It’s time to start chitting! And I mean that in the best possible way. If you have been growing your own potatoes you know what I am talking about. Take the potatoes out of storage and let them sprout in daylight.

These potatoes arrived in a bag already sprouting. If kept in the dark they would grow long sprouts and be a disaster come spring so I immediately started chitting them on my windowsill

Potatoes kept in the dark form long unwieldy sprouts. If yours are sprouting then the only thing you can do is pull them out of the cupboard or storage area right now and break off all those long sprouts. Then get to work chitting them. This means putting them somewhere where they can get light (a windowsill?) so they will resist getting long white sprouts too soon. I got a whole bag of sprouting potatoes from a friend leaving on an extended winter vacation. Instead of fussing about these sprouting spuds, I simply started chitting the unlabelled potatoes right away.

Last year I was told and then discovered for myself that potatoes can be left in this “chitting” state for up to 16 weeks. In other words, regardless of where you live and when the best time to plant potatoes is in your area, you can “hold” them in this semi-ready-to-grow state for months and months. I planted my last batch of potatoes in early August and they went on to grow super fast in the warm soil and produced a crop before they died back in fall.

Remember most potatoes grown commercially are sprayed so they will not sprout. If you are waiting a month or more and there are no signs of chitting or small stems emerging then you probably have potatoes that have been sprayed. These potatoes sat on my windowsill for almost a year and they never did sprout. The Dirty Dozen list includes potatoes simply because they are often sprayed so much on commercial farms and the sprays are still in the potatoes when we eat them. Avoid eating sprayed potatoes by buying organically grown ones or growing your own.


I grow indeterminate potatoes in wire fencing.

I also grow indeterminate potatoes in root pouches (fabric bags), adding more soil or compost as they grow.

Potatoes can be started in your greenhouse if you have one but otherwise put them outdoors when the danger of frost is past. There are so many types of potatoes and so many ways to grow them. From wire fences, to root pouches, potatoes want to grow. If you expect them to grow up and into the new soil you are adding to your root pouch or fence, make sure to buy medium or late season potatoes because these varieties are indeterminate and will keep sending out new potatoes as they grow taller. Early potatoes, like Warba,  will not grow up because they are determinate (bush) types. This also means they are ready first thing in early summer.

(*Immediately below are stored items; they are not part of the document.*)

PR #15470, opened 2026-08-20
Add HSTS header to static assets

janepie:
### ☑️ Resolves

nginx only inherits add_header directives from an outer level if the inner level defines none of its own. Because this block defines its own headers, the server-level Strict-Transport-Security is dropped and has to be added here too

### DIFF
--- a/admin_manual/installation/nginx-root.conf.sample
+++ b/admin_manual/installation/nginx-root.conf.sample
@@ -225,6 +225,15 @@ server {
     # Serve static files
     location ~ \.(?:css|js|mjs|svg|gif|ico|jpg|png|webp|wasm|tflite|map|ogg|flac|mp4|webm)$ {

Potatoes harvested in old straw are clean and pest free. This year I will experiment further to see if there is a best way to grow potatoes at home in root pouches.


When grown in compost or old straw, potatoes are clean when harvested. This year I am doing an experiment to see what mulch works best to get the biggest yield of potatoes. I will use my freebie potatoes that are sprouting already so they are all the same and I will try planting them in compost, wood mulch and straw.
Potatoes are universally loved. When my grandson Kale was still in diapers he was excited about pulling potatoes even before he could clearly enunciate it. Once I realized what he wanted I gave him full access. Yes it was still early but why discourage a young gardener?

Kale harvests his first potatoes at my house. A big day in the garden for sure!

There are so many kinds of potatoes but one I love and discovered a few years ago is the French Fingerling – a red potato with white interior. This year I am also growing German Butterball, Sieglinde, Red Chieftan and Warba as well as French Fingerling. Yummy!


Red Fingerling are delicious and buttery but they don’t last as long in storage as some of the other fingerlings because the skin is thin and they start to get rubbery. We just make a point of eating them first.


All types of potatoes are heavy feeders and prefer really rich soil. This is why I have started growing them in straight compost. Luckily I produce a lot of compost in my garden! When the leaves start to yellow, the plant dies and it is the end of the potato-making season for that plant. Most commercial growers fertilize heavily to keep plants growing vigorously and making new potatoes for as long as possible.

If you have potatoes in storage you have save start checking them on a regular basis this month. Chances are they will start initiating buds on spuds and when this happens it is really better to pull them out of storage and set them up where they can get air and light. This process is called chitting and it lets you delay or stage planting until you are ready. 

These potatoes have been waiting to be planted for several weeks but at least they are not sending up the long weak shoots yet. Instead, they are chitted on a windowsill. I can plant them when I am ready.

My dog is a truffle dog. She loves to eat anything that smells of soil. The only thing she likes better than soil is her rubber pig. So when I saw this root pouch missing potatoes after I got called away to do a different job I knew exactly what happened! Corle had traded in her pig for one or more of my potatoes. 

Rubber pig traded in for potatoes. Corle in action.

It is going to be spring eventually so why not get your potatoes on your windowsill and start prepping them for planting by chitting them now? On the other hand if you haven’t tried growing potatoes so have none in storage, get on with ordering them as soon as possible. There are so many kinds and many farmers like John at Eagle Creek sell them in 4-packs so you can try many kinds. But from what I see online they are already running out of many desirable kinds, so get your order in soon.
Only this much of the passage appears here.